Streit über Computerspielveranstaltung E-Sports-Turnier in Karlsruhe abgesagt

Es wurde solange gestritten, bis es der einen Seite reichte. Das für den 5. Juni angekündigte Intel Friday Night Game in Karlsruhe findet nicht statt. Veranstalter Turtle Entertainment sagte das Turnier ab, sieht sich als Opfer eines Politiker-Streits im Kommunalwahlkampf.


Karlsruhe erscheint unter anderem immer dann in den Medien, wenn über eine Entscheidung des Bundesverfassungsgerichts zu berichten ist, wenn also die Richter über Freiheitsrechte von Bürgern entscheiden. Nun ist zu vermelden, dass das E-Sports-Turnier Intel Friday Night Game vom Veranstalter Turtle Entertainment abgesagt wurde. Der hat nach eigenen Worten in der vorangegangenen Diskussion wenig vom freiheitlich-tolerantem Geist gespürt.
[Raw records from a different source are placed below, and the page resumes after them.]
PR #2545, opened 2026-07-02
docs: add restart policy and healthcheck to the Docker Compose examples

l337nr1c4n:
## What does this PR do?

Adds `restart: unless-stopped` and a `healthcheck` to the three Docker Compose examples (CPU, GPU, TensorRT) on the Linux install page, plus a short paragraph explaining both.

As currently shipped, the compose examples produce a container that stays down after a crash or host reboot, and `docker ps` reports "running" whether or not the API can answer. Both gaps are one stanza each to close, and the examples are what people copy into production.

The probe uses `python3` + urllib because the server images do not ship `curl`. The added paragraph also notes that `/healthz` answers before model weights load, so the healthcheck is a liveness signal, not a readiness one; this change is compatible with the readiness work in #2255.

**Related Issue(s):** Related to #2255

## Type of Change

- Documentation update

## Testing

**Test details:**

Validated against `roboflow/roboflow-inference-server-gpu:1.3.3` on an RTX 3080 (Docker Desktop / WSL2), running the GPU compose variant exactly as documented here:

- Container reports `healthy` about 30 s after `docker compose up -d` (server first answers `/healthz` at ~25 s).
- Process death (SIGTERM to PID 1): container auto-restarts and is healthy again in ~25 s with no intervention. Without `restart`, the same event leaves it `Exited (137)`.
- `docker stop` / `docker kill` keep the container down, as expected for `unless-stopped`.
- Probe command verified inside the container: `python3` 3.10.12 present, `curl` not present.

## Checklist

### DIFF
--- a/docs/install/linux.md
+++ b/docs/install/linux.md
@@ -95,6 +95,7 @@ If you are using Docker Compose for your application, the equivalent yaml is:
       inference-server:
         container_name: inference-server
         image: roboflow/roboflow-inference-server-cpu:latest
+        restart: unless-stopped
     
         read_only: true
         ports:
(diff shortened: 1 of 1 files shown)


PawelPeczek-Roboflow (approved):

PawelPeczek-Roboflow:
Hi,

Thanks for the contribution.
Looks good - we require CLA to be signed before this PR gets merged.

PawelPeczek-Roboflow:
@l337nr1c4n - ping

Intel Friday Night Game (hier ein Bild von einer früheren Veranstaltung in Stuttgart) Die eSport-Veranstaltung wird in der Stadt des Verfassungsgerichts nicht stattfinden
DPA

Intel Friday Night Game (hier ein Bild von einer früheren Veranstaltung in Stuttgart) Die eSport-Veranstaltung wird in der Stadt des Verfassungsgerichts nicht stattfinden

Nach einem Gespräch mit Oberbürgermeister Heinz Fenrich (CDU) habe sich Turtle Entertainment entschieden, den für den 5. Juni in Karlsruhe geplanten Termin zu streichen. Zuvor hatte es bis in die lokale Politik hinein eine harsche Diskussion über die Veranstaltung gegeben. Fenrich hatte die Veranstaltung genehmigt.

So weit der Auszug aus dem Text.